Your goal:
Copy, from the entries below, each line where the word "look" can be found.

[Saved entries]

PR #9, opened 2017-04-20
First processor and the configuration to support it

kurtwheeler:
This PR adds our first processor. It's still in a nascent state, however what data a processor will and will not work for will require additional investigation. However it is capable of processing at least SOME data from Array Express, which is good enough to be a POC.

I think I have also come up with a good way of dealing with R dependencies in this PR. Basically it comes down to putting any R package we want to use into Conda and managing dependencies entirely through Conda (both R and python).

So in order to support all the R dependencies required for this processor I have opened these PRs:
  - https://github.com/bioconda/bioconda-recipes/pull/4468
  - https://github.com/greenelab/conda-channel/pull/1

Which resulted in this conda channel being created and populated: https://anaconda.org/greenelab


workers/r_processors/cel_to_pcl.r
```diff
@@ -0,0 +1,40 @@
+ProcessCelFiles <- function(process.dir, organism.code, output.file) {
+    library("affy")
```
jaclyn-taroni: Which of the functions below comes from these libraries? We typically like to use [double colon operators](https://stat.ethz.ch/R-manual/R-devel/library/base/html/ns-dblcolon.html). I think this is helpful from a readability standpoint (not necessarily always faster than using `library`).

workers/r_processors/cel_to_pcl.r
```diff
@@ -0,0 +1,40 @@
...
+    library("affyio")
+    ##files now holds a list of all celfiles in the directory to be processed
+    files = list.celfiles(process.dir)
```
jaclyn-taroni: So here you would do

```R
files <- affy::list.celfiles(process.dir)
```

Also note the use of `<-` rather than `=` for assignment

workers/r_processors/cel_to_pcl.r
```diff
@@ -0,0 +1,40 @@
...
+    ##mapping holds the three major human platforms, the ReadAffy function used below
+    ##will read the dataset using the CDF specified in here.  This should correspond
+    ##to the brainarray CDFs for Entrez.  I was only using three human platforms before
+    ##so they were hand defined but this loop should map them.
+    mapping <- list()
+    for (level in ptype.levels) {
+        strip.version = gsub('v2', '', level)
+        strip.hyphen = gsub('-', '', strip.version)
+        stripped = gsub('_', '', strip.hyphen)
+        mapping[[level]] <- paste(stripped, organism.code, 'ENTREZG', sep='_')
```
jaclyn-taroni: Spacing should be `sep = '_'`

workers/r_processors/cel_to_pcl.r
```diff
@@ -0,0 +1,40 @@
...
+    }
+
+
+    for (level in ptype.levels) {
+        ##pfiles vector only contains files of this type
+        pfiles = paste(process.dir, subset(files, ptype==level), sep="/")
```
jaclyn-taroni:
```R
pfiles <- paste(process.dir, subset(files, ptype == level), sep = "/") 
```
I would also look into [file.path](https://stat.ethz.ch/R-manual/R-devel/library/base/html/file.path.html) because it should be faster than using paste in this manner.

jaclyn-taroni:
The R LGTM 👍

workers/data_refinery_workers/processors/utils.py
```diff
@@ -0,0 +1,72 @@
...
+        success = True
+
+    job.success = success
+    job.end_time = timezone.now()
+    job.save()
+
+    batch.status = BatchStatuses.PROCESSED.value
+    batch.save()
+
+    return {}
```
dongbohu: What is this return value for?

workers/r_processors/cel_to_pcl.r
```diff
@@ -0,0 +1,43 @@
+ProcessCelFiles <- function (process.dir, organism.code, output.file) {
```
dongbohu: Not an expert on R, so I skipped this file.

workers/tester.sh
```diff
@@ -4,7 +4,7 @@
 
 # This script should always run as if it were being called from
 # the directory it lives in.
-script_directory=`dirname "${BASH_SOURCE[0]}"`
+script_directory=`cd "$( dirname "${BASH_SOURCE[0]}" )" && pwd`
```
dongbohu: Since you run `cd` here already, isn't line 8 redundant?

workers/worker.sh
```diff
@@ -4,7 +4,7 @@
 
 # This script should always run as if it were being called from
 # the directory it lives in.
-script_directory=`dirname "${BASH_SOURCE[0]}"`
+script_directory=`cd "$( dirname "${BASH_SOURCE[0]}" )" && pwd`
```
dongbohu: See my previous comment.

workers/data_refinery_workers/processors/array_express.py
```diff
@@ -0,0 +1,49 @@
...
+    target_directory = utils.ROOT_URI + "processed/" + batch.internal_location
+    os.makedirs(temp_directory, exist_ok=True)
+    os.makedirs(target_directory, exist_ok=True)
+
+    raw_file_name = batch.download_url.split('/')[-1]
+    zip_location = (utils.ROOT_URI + "raw/" + batch.internal_location
+                    + raw_file_name)
+
+    # I need to figure out location tracking
+    zip_ref = zipfile.ZipFile(zip_location, 'r')
```
dongbohu: What if `zip_location` doesn't exist in the file system? Or in the typical use case this issue should never happen?

workers/data_refinery_workers/processors/array_express.py
```diff
@@ -0,0 +1,49 @@
...
+    zip_ref.extractall(temp_directory)
+    zip_ref.close()
+
+    # Experiment code should be added to the batches data model
+    experiment_code = raw_file_name.split('/')[0]
+    new_name = experiment_code + ".pcl"
+
+    ro.r('source("/home/user/r_processors/cel_to_pcl.r")')
```
dongbohu: So this `ro.r()` function will evaluate the R script, I suppose?

workers/data_refinery_workers/processors/management/commands/queue_processor.py
```diff
@@ -0,0 +1,47 @@
+from django.core.management.base import BaseCommand
```
dongbohu: It will be nice if you can write some docstring at the very beginning to describe the purpose and usage of this management command (and any prerequisite if it has).

workers/data_refinery_workers/downloaders/management/commands/queue_downloader.py
```diff
@@ -0,0 +1,47 @@
+from django.core.management.base import BaseCommand
```
dongbohu: It will be nice if you can write some docstring at the very beginning to describe the purpose and usage of this management command (and any prerequisite if it has).

workers/data_refinery_workers/processors/utils.py
kurtwheeler: Honestly not much. I've created a convention where each `processor` should accept a dictionary and return a dictionary so I was following it. However the `end_job` processor should always be the last thing run so it doesn't need to really return anything. Do you think I should remove the return statement entirely?

workers/tester.sh
kurtwheeler: No I don't believe it is. The first `cd` command is run in a subshell so once that subshell exits the current shell hasn't changed directories. To prove this:

```
kurt@moss-greenelab:~/Development/data_refinery/workers$ echo `cd .. && pwd` && pwd
/home/kurt/Development/data_refinery
/home/kurt/Development/data_refinery/workers
```

workers/data_refinery_workers/processors/array_express.py
kurtwheeler: `ro.r()` will execute whatever string is passed to it as R code. Since I want to call the function defined in `cel_to_pcl.r` I first need to load the file into the R environment with `source` and then the subsequent `ro.r()` call actually invokes the function with parameters being passed from python.

workers/data_refinery_workers/processors/utils.py
dongbohu: It is okay if you want to keep the convention. You can write a brief comment here so that the other readers (and maybe yourself in the future) will understand the reason.

workers/tester.sh
dongbohu: You are right. Then what is the advantage of this revision compared to the original one?

kurtwheeler: `dirname` returns a relative path so for just ensuring that the script is running in the correct location it is sufficient, but to get a full path to that directory this change is necessary.

dongbohu: This is a good point. An alternative that I can think of is:
```
script_directory=`realpath $(dirname ${BASH_SOURCE[0]})`
```
Please feel free to use the one that you like more.

kurtwheeler: That makes the intent of the command much more clear. I like it :)

workers/data_refinery_workers/downloaders/management/commands/queue_downloader.py
kurtwheeler: I put it inside the command class itself, do you think I should have put it at the top of this file instead?

kurtwheeler:
Ok @dongbohu I think I covered everything you asked about. However I did significantly alter the processors/utils.py file to handle errors well. Wanna take a look at my changes and see if there's anything else that needs to be fixed?

workers/data_refinery_workers/downloaders/management/commands/queue_downloader.py
dongbohu: Probably better to put it at the very top so that a reader can find it immediately. And the usage part will fit better at the top too because it is the usage of this management command (instead of the class `Command`).

workers/data_refinery_workers/processors/management/commands/queue_processor.py
```diff
@@ -0,0 +1,53 @@
...
+
+
+# Import and set logger
+import logging
+logging.basicConfig(level=logging.INFO)
+logger = logging.getLogger(__name__)
+
+
+class Command(BaseCommand):
+    """This command is intended for development purposes.
```
dongbohu: See my comments on its location.

workers/data_refinery_workers/processors/utils.py
```diff
@@ -0,0 +1,112 @@
...
+    adds them to the dictionary passed in with the keys 'job'
+    and 'batch' respectively."""
+    job = kwargs["job"]
+    job.worker_id = "For now there's only one. For now..."
+    job.start_time = timezone.now()
+    job.save()
+
+    try:
+        batch = Batch.objects.get(id=job.batch_id)
+    except ObjectDoesNotExist:
```
dongbohu: By the way, you can also write:
```
except Batch.DoesNotExist:
```
then you don't need to import `ObjectDoesNotExist` on line 4. Just a shortcut that I think is good to know.

workers/tester.sh
```diff
@@ -4,7 +4,7 @@
 
 # This script should always run as if it were being called from
 # the directory it lives in.
-script_directory=`dirname "${BASH_SOURCE[0]}"`
+script_directory=`realpath $( dirname "${BASH_SOURCE[0]}" )`
```
dongbohu: Just realized another optionthat uses a pipe:
```
script_directory=`dirname "${BASH_SOURCE[0]}"  | xargs realpath`
```
Please pick up whatever way you feel makes more sense.

workers/worker.sh
```diff
@@ -4,7 +4,7 @@
 
 # This script should always run as if it were being called from
 # the directory it lives in.
-script_directory=`dirname "${BASH_SOURCE[0]}"`
+script_directory=`realpath $( dirname "${BASH_SOURCE[0]}" )`
```
dongbohu: See my previous comment.

workers/data_refinery_workers/processors/utils.py
```diff
@@ -0,0 +1,112 @@
...
+    processed.
+    It is required that the dictionary returned by each processor
+    function preserve the mappings for 'job' and 'batch' that were
+    passed into it.
+    """
+
+    job_id = start_value["job_id"]
+    try:
+        job = ProcessorJob.objects.get(id=job_id)
+    except ObjectDoesNotExist:
```
dongbohu: See my previous comment.

workers/r_processors/process_cel_to_pcl.R
```diff
@@ -0,0 +1,42 @@
...
+
+
+  for (level in ptype.levels) {
+    # pfiles vector only contains files of this type
+    pfiles <- file.path(process.dir, subset(files, ptype == level))
+    # ReadAffy loads the array data using the custom CDF
+    data <- affy::ReadAffy(cdfname = mapping[[level]], filenames = pfiles)
+    express <- affy::rma(data)
+
+    write.exprs(express, file = output.file)
```
jaclyn-taroni: It just occurred to me that this should probably be `Biobase::write.exprs(express, file = output.file)`

kurtwheeler:
Ok @dongbohu I think this should be good to go at this point. What do you think?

Result of this exercise:
I would also look into [file.path](https://stat.ethz.ch/R-manual/R-devel/library/base/html/file.path.html) because it should be faster than using paste in this manner.
Ok @dongbohu I think I covered everything you asked about. However I did significantly alter the processors/utils.py file to handle errors well. Wanna take a look at my changes and see if there's anything else that needs to be fixed?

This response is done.